# Mack snow Enigma



## Richard1white (Feb 4, 2009)

Hi, I have a male and female Mack snow enigmas.
Would some kind person show me all the possible outcomes of mating them together and the liklyhood.
Thanks,
Rich:bash:


----------



## sam12345 (Dec 28, 2007)

If both enigmas are one copy then....
6.25% Normal
6.25% Super Snow
6.25% Wnigma 2 copy
6.25% Super Snow enigma 2 copy
12.5% Enigma 1copy
12.5% Mac k Snow
25% MAck snow enigma 1copy 
12.5% Mack snow enigma 2copy 
12.5% Super snow enigma 1copy

There will be no difference between the one and two copy enigmas visually


----------



## Richard1white (Feb 4, 2009)

Thanks for that.
Sorry I am so thick but what is '1 copy'


----------



## gazz (Dec 9, 2006)

Before breeding two Enigma's together you really need to be 100% sure.
None of the breeder Enigma's used for breeding are expressing the Enigma syndrome(Spinning,star gazing,flipping).

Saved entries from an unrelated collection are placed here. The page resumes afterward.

PR #167, opened 2021-07-26
Changed getProgramAccounts memcmp filter to be a list

### LINKED ISSUE #166: Change `getProgramAccounts` memcmp filter to be a list
The `filters` in the `getProgramAccounts` method are an array and thus can have several `memcmp` filters (which is useful for Serum).

Create a model for the `MemCmp` and change the parameter to take a `List<MemCmp>`, internally traverse that list and add those to the request paremeters.

murlokito:
| Ready | Feature/Refactor | Yes | Closes #166 |

## Problem

See #166

The `filters` are a list and can have several `memcmp` filters (comes in handy for Serum OOAs for example)

## Solution

Added a MemCmp model
Refactored the `getProgramAccounts` signature to take a `List<MemCmp>` instead of just a single offset and bytes.

### DIFF
--- a/src/Solnet.Rpc/SolanaRpcClient.cs
+++ b/src/Solnet.Rpc/SolanaRpcClient.cs
@@ -104,31 +104,30 @@ namespace Solnet.Rpc
 
         /// <inheritdoc cref="IRpcClient.GetProgramAccountsAsync"/>
         public async Task<RequestResult<List<AccountKeyPair>>> GetProgramAccountsAsync(string pubKey,
-            Commitment commitment = Commitment.Finalized, int? dataSize = null, int? memOffset = null,
-            string memBytes = null)
+            Commitment commitment = Commitment.Finalized, int? dataSize = null, IList<MemCmp> memCmpList = null)
         {
-            Dictionary<string, object> memCmp = memOffset != null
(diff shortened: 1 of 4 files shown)


skynetcapital (approved):
LGTM

src/Solnet.Rpc/SolanaRpcClient.cs
```diff
@@ -104,31 +104,30 @@ private KeyValue HandleCommitment(Commitment parameter, Commitment defaultValue
...
-            Dictionary<string, object> memCmp = memOffset != null
-                ? ConfigObject.Create(
-                    KeyValue.Create("offset", memOffset),
-                    KeyValue.Create("bytes", memBytes))
-                : null;
+            Commitment commitment = Commitment.Finalized, int? dataSize = null, IList<MemCmp> memCmpList = null)
+        {
+            List<object> filters = Parameters.Create(ConfigObject.Create(KeyValue.Create("dataSize", dataSize)));
+            if (memCmpList != null)
+            {
```
tiago18c, line 111: Since you're already doing an ```if ``` , move the initial ```Parameters.Create ``` inside it.

tiago18c (approved):
LGTM;

Issue #168, opened 2021-07-27
Allow access to raw request/response JSON via RequestResult<T>


liquizard:
**Is your feature request related to a problem? Please describe.**
This feature request will extend the utility of the solnet lib beyond the intended happy path.
In unexpected situations where JSON serialization fails - rather than leave the dev/user at a dead end, access to the underlying JSON would enable creative workarounds or perhaps more information to be able to resolve or better diagnose an obstacle.
Another benefit would be greater transparency of the RPC chatter back and forth. Whilst this may not be perfectly aligned with the goals of the solnet project - I think some increase in the visibility of what is going on under the hood is beneficial to all parties in a number of different circumstances. Mostly the powerful magic of .Net JSON deserialization is wonderful until you encounter a breakage, and then it can be difficult to troubleshoot - especially in the hidden depths of a third party code.

**Describe the solution you'd like**
Extending the solnet RequestResult<T> class to provide:

        public string RawJsonRequest { get; set; }
        public string RawJsonResponse { get; set; }

**Describe alternatives you've considered**
Lots of diagnosis is already available via the extensive logging already implemented - but this is not optimal for programmatic inspection or when debugging. I think that adding specific fields offers better semantics and creates more opportunities for a developer to investigate and create solutions to their own problems.

Another alternative would be to throw a custom "JSON unmarshalling exception" that includes the req/response bodies as properties of the exception. This would serve in circumstances where there are mismatches between the expected and actual JSON schemas, but would not allow a curious developer from seeing the payloads of healthy RPC interactions.

**Additional context**
Here a screenshot of the properties at work - I found this useful in understanding and investigating #164  

Also the "unable to parse json" error message is slightly misleading as it sent me down the rabbit hole of thinking the JSON was invalid (badly escaped or truncated buffer etc. ) - the JSON was legit, but the problem was it did not match the expected class shape for deserialization. Perhaps this message could be something like: unable to deserialize json to {typename}

![image](https://user-images.githubusercontent.com/87999215/127123866-9fe94d20-778d-44af-a9d2-57508f806857.png)

Happy to submit a PR if you like the idea(s).

murlokito:
As we discussed following up with your report or #164 I really like this proposal, happy to review a PR with these additions anytime 😀

murlokito:
Closed by #169

PR #169, opened 2021-07-27
Create access methods to inspect RPC req/resp JSON on RequestResult<T>

liquizard:
## Problem
Please see #168 - Allow access to raw request/response JSON via RequestResult<T>

## Solution
Added RawRequest/RawResponse to JsonRpcRequest to share outside of scope to support end goal of passing on to  RequestResult<T>
Changed the name from the suggested RawJsonResponse to RawRpcResponse as its conceivable response may not be JSON at all (e.g. HTML proxy error etc)

## Other changes (e.g. bug fixes, small refactors)
Used internal setters so contents are immutable to callers outside of the solnet library.
Dropped requestJson local variable in JsonRpcClient.Task in favor of reusing newly added JsonRpcRequest.RawRequest

### DIFF
--- a/src/Solnet.Rpc/Core/Http/JsonRpcClient.cs
+++ b/src/Solnet.Rpc/Core/Http/JsonRpcClient.cs
@@ -61,32 +61,33 @@ namespace Solnet.Rpc.Core.Http
         /// <returns>A task that represents the asynchronous operation that holds the request result.</returns>
         protected async Task<RequestResult<T>> SendRequest<T>(JsonRpcRequest req)
         {
-            RequestResult<T> result;
-            req.RawRequest = JsonSerializer.Serialize(req, _serializerOptions);
+            var requestJson = JsonSerializer.Serialize(req, _serializerOptions);
 
             try
             {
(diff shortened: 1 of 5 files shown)


murlokito (approved):
This looks very good to me! But I think @tiago18c had a slightly different idea for this so I will let him take a look as well :)

tiago18c (changes requested):
I forgot that we had changed the serialization/desserialization earlier to/from a string every time, instead of just doing it conditionally depending on the log level.

Right now, I like it, just gonna nitpick about something, it feels dirty to hack the values into the JsonRpcRequest object.
I think I would prefer if the SendRequest was changed from
```
return await HandleResult<T>(req, response).ConfigureAwait(false);
```
into something like
```
result = await HandleResult<T>(req, response).ConfigureAwait(false);
result.RawRequest = blabla;
return result;
```
With these changes, we wouldn't need to store anything in the JsonRpcRequest object

liquizard:
Done. I've dropped req/resp from JsonRpcRequest and reworked using you suggest.
Much tidier - good shout.

tiago18c (approved):
Looks perfect now. LGTM;

PR #170, opened 2021-07-27
Implement InstructionDecoder (#161)

### LINKED ISSUE #161: Implement a POC for generic TransactionInstruction decoding
Request for comment on a "generic" instruction decoder, rough idea follows.

- Programs implement an interface which allows to decode some arbitrary data into a friendly instruction structure
- `Solnet.Programs` has a "`InstructionDecoder`" where you can register different programs which implement that interface
- You can call a method in the `InstructionDecoder` which attempts to decode the instruction

skynetcapital:
## Problem

Need to implement an `InstructionDecoder` as requested in (Closes #161)

## Solution

Implemented an `InstructionDecoder` static class.

### DIFF
--- a/src/Solnet.Examples/InstructionDecoderExample.cs
+++ b/src/Solnet.Examples/InstructionDecoderExample.cs
@@ -1,0 +1,20 @@
+﻿// unset
+
+using Solnet.Programs;
+using System;
+using System.Text;
+
+namespace Solnet.Examples
+{
+    public class InstructionDecoderExample : IExample
+    {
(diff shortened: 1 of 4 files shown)


murlokito (approved):
This looks like a good POC to me and I'm interested in playing around with it along with the code I'm preparing for #153 ahead of v0.4, can we get this merged? @tiago18c

tiago18c (approved):
It looks good to me. Just needs a little bit of housekeeping that can be done later with more decoding implementations.

PR #173, opened 2021-08-06
Implement Instruction Decoders

### LINKED ISSUE #172: Implement Instruction Decoders for other programs
Following up on #161, Instruction Decoders should be implemented for the following programs:

- TokenProgram
- SystemProgram
- ATAProgram
- NameServiceProgram
- SharedMemoryProgram

murlokito:
| Ready | Feature/Refactor/Hotfix | Yes | Closes #172  |

## Problem

See #172 

## Solution

Implemented instruction decoders for all implemented programs
Added more tests to cover some features which were added to Solnet.Wallet (Account, PK, PubKey operators, ToString etc)


test/Solnet.Programs.Test/InstructionDecoderTest.cs
```diff
@@ -0,0 +1,631 @@
...
+            Assert.AreEqual("System Program", decodedInstructions[0].ProgramName);
+            Assert.AreEqual("11111111111111111111111111111111", decodedInstructions[0].PublicKey);
+            Assert.AreEqual(0, decodedInstructions[0].InnerInstructions.Count);
+            Assert.IsTrue(decodedInstructions[0].Values.TryGetValue("From Account", out object fromAccount));
+            Assert.IsTrue(decodedInstructions[0].Values.TryGetValue("To Account", out object toAccount));
+            Assert.IsTrue(decodedInstructions[0].Values.TryGetValue("Base Account", out object baseAccount));
+            Assert.IsTrue(decodedInstructions[0].Values.TryGetValue("Seed", out object seed));
+            Assert.IsTrue(decodedInstructions[0].Values.TryGetValue("Space", out object space));
+            Assert.IsTrue(decodedInstructions[0].Values.TryGetValue("Amount", out object amount));
+            Assert.IsTrue(decodedInstructions[0].Values.TryGetValue("Owner", out object ownerAccount));
```
tiago18c, line 492: Comment for future reference:
In cases like this, were you have multiple steps before the last assert, you don't need to assert every step of the way if its easily traceable the origin of the problem.
For instance, in this case, you could've missed the `IsTrue` asserts for the `TryGetValue`, because for each of the `AreEqual` bellow to be true, its guaranteed that the `TryGetValue` had to succeed.

Another example would be
```
Assert.NotNull(foo);
Assert.IsTrue(foo.Bar);
```

If `foo` was ever null, you'd find out right in the next assert with a NPE, so the `Assert.NotNull` becomes redundant, and kinda pollutes the unit test. 

Not an issue tho, just saved keystrokes in the future :)

test/Solnet.Programs.Test/TokenProgramTest.cs
```diff
@@ -792,5 +919,501 @@ public void TestThawAccountMultiSignature()
...
+            Assert.IsTrue(decodedInstructions[1].Values.TryGetValue("Destination", out object destination));
+            Assert.IsTrue(decodedInstructions[1].Values.TryGetValue("Authority", out authority));
+            Assert.IsTrue(decodedInstructions[1].Values.TryGetValue("Signer 1", out signer1));
+            Assert.IsTrue(decodedInstructions[1].Values.TryGetValue("Signer 2", out signer2));
+            Assert.IsTrue(decodedInstructions[1].Values.TryGetValue("Signer 3", out signer3));
+            Assert.AreEqual("6ULjh7zKSsbiMqNzpCKMgYCUDFZ9Thxy59SGE48x22AF", (PublicKey)source);
+            Assert.AreEqual("5omQJtDUHA3gMFdHEQg1zZSvcBUVzey5WaKWYRmqF1Vj", (PublicKey)destination);
+            Assert.AreEqual("6yg3tZM1szHj752RDxQ1GxwvkzR3GyuvAcH498ew1t2T", (PublicKey)signer1);
+            Assert.AreEqual("88SzfLipgVTvi8hQwYfq21DgQFcABx6yAwgJH5shfqVZ", (PublicKey)signer2);
+            Assert.AreEqual("5Xcw7EQb6msgpVdGB8Hf8kpCqVyacTChgFBUphpuUeBo", (PublicKey)signer3);
```
tiago18c, line 1416: Question: aren't these casts to `PublicKey` redundant? IIRC the `AreEqual` method accepts `object` type.

tiago18c (changes requested):
Please fix

test/Solnet.Programs.Test/TokenProgramTest.cs
murlokito: Yeah I think it would've worked now that there's the `ToString()` previously it wouldn't work as well iirc

tiago18c (approved):
LFG;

[1C]Snow enigma SPLIT Super snow X [1C]Snow enigma SPLIT Super snow = .

Normal.
[1C]Enigma.
[2C]Enigma.
Snow SPLIT Super snow.
[1C]Snow enigma SPLIT Super snow.
[2C]Snow enigma SPLIT Super snow.
Super snow.
[1C]Super snow enigma.
[2C]Super snow enigma.
------
[2C]Snow enigma SPLIT Super snow X [1C]Snow enigma SPLIT Super snow = .

[1C]Enigma.
[2C]Enigma.
[1C]Snow enigma SPLIT Super snow.
[2C]Snow enigma SPLIT Super snow.
[1C]Super snow enigma.
[2C]Super snow enigma.
------
[2C]Snow enigma SPLIT Super snow X [2C]Snow enigma SPLIT Super snow = .

[2C]Enigma.
[2C]Snow enigma SPLIT Super snow.
[2C]Super snow enigma.


----------



## tonkaz0 (Apr 25, 2008)

*I, m, o,*

Jesus gazz, we agree on something at last, Haha, 

Ive had bad stargazing/spinning offspring with Enigma to non Enigma pairings, and non of the Enigma parents showed any problems, 
I,M,O, breeding Enigma to Enigma not a really good idea,
I even emailed Ron Tremper and Steve Sykes about doing it and they both said they wouldnt do it now because of the problems, but they said they have thought about it in the past, 
which reading between the lines I think they probably have done so and seen the results, (but thats my opinion)
but there are some on the forum who disagree, which is their choice.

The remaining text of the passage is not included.